ChatGPTや契約書審査に特化したものなど、AIを契約書や利用規約の審査(レビュー)に利用すれば、法務を非常に効率的に運用できます。
もっとも、便利な一方で限界やリスクもあるため、きちんとリスクと留意点を意識することが必要です。

① AIは「補助」であり「代替」ではない
AIは条文のチェックや論点の洗い出しに非常に役立ちますが、最終判断は必ず人間(法務・弁護士等)が行うべきです。契約リスクの評価や交渉戦略には、文脈・事実関係・ビジネス判断が必要で、これはAIだけでは判断できません。

② 契約の背景や目的をAIが把握していない
AIは契約の「内容」は読めても、その契約の背景・実務運用・当事者関係などの「前提情報」を理解していません。たとえば以下のような判断はAIには困難です
・なぜこの条項が入っているのか(過去のトラブル対策など)
・相手方との力関係(交渉余地の有無)
・このリスクが自社のビジネスにどれほどの影響を与えるか
よって、 前提情報を入力するか、AIの出力を補足・修正する必要があります。

③ 条文の文言の微妙な差異に注意
AIは条文のパターン認識には優れますが、「Aに準じて」と「Aを参照して」など、微妙な文言の違いによる法的効果の違いを誤認することがあります。

④ 重要な抜けや矛盾を見逃すことがある
特に以下のような点はAIも見落としやすいので注意が必要です。
・条項間の整合性(例:定義が未使用、別条項と矛盾)
・契約書の「抜け」(例:解除条項がない、契約期間が不明)
・実務的に無理な内容(例:対応期限が1営業日)

⑤ 生成系AIのハルシネーション(虚偽生成)
AIが条文を作る際、「それっぽいけど誤った条文」を作ることがあります。出典のない情報や解釈は必ず確認が必要です。

⑥ 個人情報や機密情報の取り扱い
クラウド型のAIツールを使う場合は、入力情報が外部に送信されるリスクがあります。契約書の内容が機密情報である場合、社内のルールや契約でAIツールの使用が制限されていないか確認しましょう。
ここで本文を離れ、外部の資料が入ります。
PR #10415, opened 2025-08-07
feat: List users by metadata

### LINKED ISSUE #9053: POST /v2/users Add option to query for user metadata
### Preflight Checklist

### Describe your problem

We are heavily using the user metadata. It would be great if we can directly search for users based on the user metadata.

Add query to search for user metadata.

### Version

_No response_

### Environment

Self-hosted

### Additional Context

_No response_

IAM-marco:
# Which Problems Are Solved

⑦ 生成結果の利用ルール(AIツールの利用規約)を確認
例えば、AIが生成した契約書の条文に著作権が発生するか、商用利用してよいか等について、利用しているAIツールの利用規約やポリシーの確認も重要です。

まとめ:AI契約審査の「ベストプラクティス」
ステップ
1 契約の背景・目的・ビジネスの実態を把握する(人間)
2 AIに条文の初期チェックや比較・要約を依頼
3 AIの出力を人間がチェックし、ビジネス上の観点・交渉上の戦略を加味して判断
4 最終確認・交渉は必ず人間が行う

以上となります。
このコラム自体も、筆者の経験を踏まえつつChatGPTを利用してまとめていますが、非常に分かりやすくできており、近時のAIの能力の高さを実感します。
とはいえ、驚くほどの間違いもするのがAIですので、きちんとAIの得手不得手を理解して利用しましょう。